The English Defence League’s march into Tower Hamlets, scheduled for 3 September, has been met with a broad alliance of politicians and organisations — including council leaders from across the country, prominent trade unionists, religious leaders, the Canary Wharf Group, London Citizens and local LGBT organisations — calling for it to be banned. This week, a delegation from the Hope Not Hate coalition, led by London Assembly’s John Biggs and Rushanara Ali MP, presented a 25,000-name petition to Scotland Yard calling on Theresa May to ban the march, no doubt gaining inspiration from her recent decision on the Telford march earlier this month.

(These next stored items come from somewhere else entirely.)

PR #669, opened 2024-03-08
S3object meta

kdesjard:
capture more of the object's metadata into S3Object, specifically:

storage_class
size
last_modified

### DIFF
--- a/crates/esthri/src/types.rs
+++ b/crates/esthri/src/types.rs
@@ -17,6 +17,8 @@ use std::{
     result::Result as StdResult,
 };
 
+use aws_sdk_s3::primitives::DateTime;
+use aws_sdk_s3::types::ObjectStorageClass;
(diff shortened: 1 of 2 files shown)


crates/esthri/src/types.rs
```diff
@@ -152,6 +154,9 @@ impl S3Listing {
 pub struct S3Object {
```
pcrumley, line 154:
```suggestion
#[non_exhaustive]
pub struct S3Object {
```

pcrumley (commented):
@kdesjard 

Thank you for your interest is esthri and for submitting this PR. Somehow I missed this alert so I apologize for not responding sooner.

I think it is a good idea to add non_exhaustive to this struct so then if you want to add additional attributes in the future (e.g. owner etc), we won't have to push a major version in the update.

Of course, Tower Hamlets has been here before: Stepney in the 1930s, Brick Lane in the 1970s (and again in April 1999) and Millwall in the 1990s. The cosmetics are different but the fascist face beneath remains the same. The impact and attendant dangers of this march — into what the EDL claims is the “heart of militant Islam” and “the lions [sic] den”— are significant. The EDL is not planning a “peaceful” demonstration. The pattern is predictable: massive disruption to local communities and businesses, mobilisation of far-right activists from around the country ending in attacks on Muslims and other counter-demonstrators. So banning the march should be common sense: ban the march, stop the danger.
Unfortunately this logic is skin deep. When the Home Secretary banned the Telford march, it did nothing to prevent the EDL from staging a static protest. Nor did it prevent violent confrontations between the organisers and counter-demonstrators — there were 40 arrests. When the EDL’s Bradford march was banned last year, its members were still allowed to stage a static protest and, from their fenced-off park, they threw rocks and gas canisters at the police and counter-demonstrators. Some broke out of the pen and ran through the streets causing mayhem. During the Manchester demonstration in 2009, the police erected a steel fence around parts of Piccadilly Gardens in the centre of the city. The EDL circumnavigated the lockdown by marching from various assembly points (usually pubs) to the city centre. In the end, the bans achieved nothing.
I was born and raised on the Mile End Road, but I don’t believe the march should be banned for three reasons.
First, it will do nothing to prevent disorder and racist violence. If anything, it will still allow the EDL to hold a static demonstration as well as numerous parades into this area. And when they break out of it, they will turn Tower Hamlets, a densely populated inner-city borough with its warren-like streets, into a riot zone impossible to police.
Second, state intervention in protests is not something to be celebrated. Banning this march is a surely a harbinger of interventions in future protests not just those organised by the far right.
Third, the movement against the rise of fascism must not become dependent on the state. For inspiration, we have only to look at the Battle of Cable Street: the fascists came but they did not pass. Instead, local residents of diverse backgrounds united and fought back and dealt Oswald Mosley and his BUF the death blow.
If the EDL are to be defeated, it must be in the streets of Britain, in its front rooms, in its pubs. We are the ones that must do this — not the state.
Akkas Al-Ali is a playwright, director and dramaturg living in London.